Claire Julliard part du constat que la préhistoire (0-20 ans) de Satchmo est mal renseignée, méconnue, voire légendaire. Ce n’est évidemment pas le trompettiste qui va arranger les affaires de la journaliste, tant il improvisait avec sa propre vérité.
Alors l’auteure a procédé autrement. Elle a planté un décor, celui de Storyville entre 1900 et 1917, le quartier rouge de la Nouvelle-Orléans où, dit-on, serait né le jazz. Bien documentée, elle a ensuite introduit des personnages - vrais pour la plupart ou « inspirés de faits réels » comme disent les scénaristes - et avec ce canevas, elle a brodé une histoire presque vraie.
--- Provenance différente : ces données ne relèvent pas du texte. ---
PR #1449, opened 2024-02-24
add @Override and some try-with-resources

rbri:


rbri:
i think this does not really harm and because there was no complaints by others i will merge this

PR #1453, opened 2024-02-28
When InterfaceAdapter is used, the wrong thisObj is used

rPraml:
I had an issue when I pass a JS object to Java class and an InterfaceAdapter is constructed:

Java interface
```java
public interface AdapterInterface {
        int m1(int i);
        int m2();
}
```

Corresponding impl. in javascript:
```javascript
function Obj() { this.myObj = {one: 1} }
Obj.prototype.m1 = function(i) { return i + this.myObj.one } // this.myObj is undefined
Obj.prototype.m2 = function() { return 7 }
```

When I pass this object in my AdapterClass, I get the error: `this.myObj is undefined` 
This PR provides a test and a possible fix

### DIFF
--- a/src/org/mozilla/javascript/InterfaceAdapter.java
+++ b/src/org/mozilla/javascript/InterfaceAdapter.java
@@ -152,9 +152,8 @@ public class InterfaceAdapter {
                 }
             }
         }
-        Scriptable thisObj = wf.wrapAsJavaObject(cx, topScope, thisObject, null);
 
-        Object result = function.call(cx, topScope, thisObj, args);
+        Object result = function.call(cx, topScope, (Scriptable) target, args);
         Class<?> javaResultType = method.getReturnType();
         if (javaResultType == Void.TYPE) {
             result = null;
--- a/testsrc/org/mozilla/javascript/tests/JavaAdapterInvokeTest.java
+++ b/testsrc/org/mozilla/javascript/tests/JavaAdapterInvokeTest.java
@@ -1,0 +1,111 @@
+package org.mozilla.javascript.tests;
+
+import org.junit.After;
+import org.junit.Assert;
+import org.junit.Before;
+import org.junit.Test;
+import org.mozilla.javascript.Context;
+import org.mozilla.javascript.Scriptable;
+
+public class JavaAdapterInvokeTest {
+    Context cx = null;
+    Scriptable topScope = null;
+
+    @Before
+    public void enterContext() {
+        cx = Context.enter();
+        cx.setOptimizationLevel(-1);
+        topScope = cx.initStandardObjects();
+    }
+
+    @After
+    public void exitContext() {
+        Context.exit();
+    }
+
+    public interface AdapterInterface {
+        int m1(int i);
+
+        int m2();
+    }
+
+    public static class AdapterClass {
+        private AdapterInterface adapter;
+
+        public AdapterClass(AdapterInterface adapter) {
+            this.adapter = adapter;
+        }
+
+        public int doIt(int i) {
+            return this.adapter.m1(i) + this.adapter.m2();
+        }
+    }
+
+    @Test
+    public void testInvoke() throws NoSuchMethodException {
+        String testCode =
+                "'use strict'\n"
+                        + "var impl = {"
+                        + "  m1: function(i) { return i + 1 },\n"
+                        + "  m2: function() { return 7 }\n"
+                        + "}\n"
+                        + "adapter = new Packages."
+                        + AdapterClass.class.getName()
+                        + "(impl)\n"
+                        + "adapter.doIt(42)";
+
+        Number result = (Number) cx.evaluateString(topScope, testCode, "", 1, null);
+        Assert.assertEquals(50, result.intValue());
+    }
+
+    @Test
+    public void testInvokeWithPrototype() throws NoSuchMethodException {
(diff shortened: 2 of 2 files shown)


src/org/mozilla/javascript/InterfaceAdapter.java
```diff
@@ -152,9 +152,8 @@ Object invokeImpl(
                 }
             }
         }
-        Scriptable thisObj = wf.wrapAsJavaObject(cx, topScope, thisObject, null);
```
rPraml, line 155: `thisObject` is an instance of `JavaAdapterInvokeTest.AdapterClass` and we want to call a method on `target`

testsrc/org/mozilla/javascript/tests/JavaAdapterInvokeTest.java
```diff
@@ -0,0 +1,111 @@
...
+import org.mozilla.javascript.Scriptable;
+
+public class JavaAdapterInvokeTest {
+    Context cx = null;
+    Scriptable topScope = null;
+
+    @Before
+    public void enterContext() {
+        cx = Context.enter();
+        cx.setOptimizationLevel(-1);
```
p-bakker, line 17: Dunno what our policy is, but should this test not also be run in non-interpreted mode?

testsrc/org/mozilla/javascript/tests/JavaAdapterInvokeTest.java
```diff
@@ -0,0 +1,111 @@
...
+
+        Number result = (Number) cx.evaluateString(topScope, testCode, "", 1, null);
+        Assert.assertEquals(50, result.intValue());
+    }
+
+    @Test
+    public void testInvokeJsOnly() throws NoSuchMethodException {
+        String testCode =
+                "'use strict'\n"
+                        + "function Obj() { this.myObj = {one: 1} }\n"
```
p-bakker, line 99: What about a testcase where .myObj is added on the prototype, instead of the `this` inside the constructor?

p-bakker:
Not a regular user of code that uses code constructs like the testcases, calling a java method passing as argument a JavaScript objects that implements a java interface, but the change looks ok to me

gbrail:
I'd love to see a few of the questions answered on the PR above and then see if it makes sense to merge this.

testsrc/org/mozilla/javascript/tests/JavaAdapterInvokeTest.java
rPraml: Didn't add a separate testcase, but added a second property "seven" on the prototype.
(So testcase will check both code paths at once - but FYI: the second path will also fail without the fix)

testsrc/org/mozilla/javascript/tests/JavaAdapterInvokeTest.java
rPraml: Usung `Utils.runWithAllOptimizationLevels` now

tests/src/test/java/org/mozilla/javascript/tests/JavaAdapterInvokeTest.java
```diff
@@ -0,0 +1,128 @@
...
+     * test fails before #1453
+     */
+    @Test
+    public void testInvokeWithPrototypeAndObjs() {
+        String testCode =
+                "'use strict'\n"
+                        + "function Obj() { this.myObj = {one: 1} }\n"
+                        + "Obj.prototype.seven = 7\n"
+                        + "Obj.prototype.m1 = function(i) { return i + this.myObj.one }\n"
+                        + "Obj.prototype.m2 = function() { return this.seven }\n"
```
rPraml, line 89: This test shows the problem. `this.myObj` and `this.seven` were undefined, when the js object is passed in an `InterfaceAdapter`
The other tests are all passing without the fix and are for completeness, not to break anything else

rPraml:
@gbrail I resolved the merge conflicts and updated the test with some documentation

rPraml:
Hmm. Seems that there might be a flaky test
```
ozillaSuiteTest > [3846, js=testsrc/tests/js1_5/Regress/regress-211590.js, opt=0] > runMozillaTest[3846, js=testsrc/tests/js1_5/Regress/regress-211590.js, opt=0] STANDARD_OUT
    In "testsrc/tests/js1_5/Regress/regress-211590.js":
     FAILED! Math.random should be random : Expected value 'between 48% and 52%', Actual value ' is 47.990' 
     FAILED! Math.random should be random : Expected value 'between 48% and 52%', Actual value ' is 47.990'
```
Will investigate later

p-bakker:
Converted this to a draft as it currently requires more work as the pipeline fails

Please remove the draft status once the pipeline passed and the PR can be considered for merging,.

This way it allows the committers to focus on ready-to-merge PRs

rPraml:
> Not a regular user of code that uses code constructs like the testcases, calling a java method passing as argument a JavaScript objects that implements a java interface, but the change looks ok to me

I've added a more realistic testcase where i use `var runnable = new MyRunnable()` and pass this object as constuctor argument for `java.lang.Thread`: 
https://github.com/mozilla/rhino/pull/1453/files#diff-05cf7412910fd42af1934af105265073d54b9fd36c8d433d53b3e51a4fae8650R106
(without the fix, the test fails)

Celle d’un petit garçon pauvre, ballotté, débrouillard et malin qui finit par avoir une trompette entre les mains. Rien n’était gagné, car les familles noires de l’époque, à peine émancipées de l’esclavage, n’avaient ni droits, ni moyens, ni grandes perspectives.
Cette histoire, c’est le trompettiste lui-même qui la raconte. L’auteure a choisi ce point de vue ; il s’agit donc d’un entretien imaginaire entre Armstrong et un journaliste venu l’interviewer, à un moment où le musicien est au faîte de sa gloire et se décide à raconter sa vie. L’écriture est vive, le style oral forcément et on sent bien le réalisme d’un tel discours dans les digressions qu’opère cet Armstrong mis en scène, dans les apartés et les remarques sur son propre récit. Une technique d’écriture qui rend ce roman plus que crédible.
Il se lit rapidement et l’on se retrouve au milieu d’une faune bigarrée, un monde de violence, de prostitution, de jeux et d’injustices. Un monde où les rasoirs aiguisés sont rarement rangés à côté des blaireaux mais plus souvent au fond des poches des criminels de bas étage. Un monde où la frontière entre le bien et le mal est mal tracée, où dans les honky tonks les plus minables se côtoient putes élimées, diplomates enrhumés et musiciens de génie.
Finalement, cette version ou une autre est tout aussi valable, tant la vie d’Armstrong, musicien historique du jazz, ne commence vraiment qu’au moment où il quitte la Nouvelle-Orléans. Et cette vie-là est documentée. Julliard propose donc une alternative crédible au fatras décousu qui constituait jusqu’à présent la préhistoire de Louis Armstrong.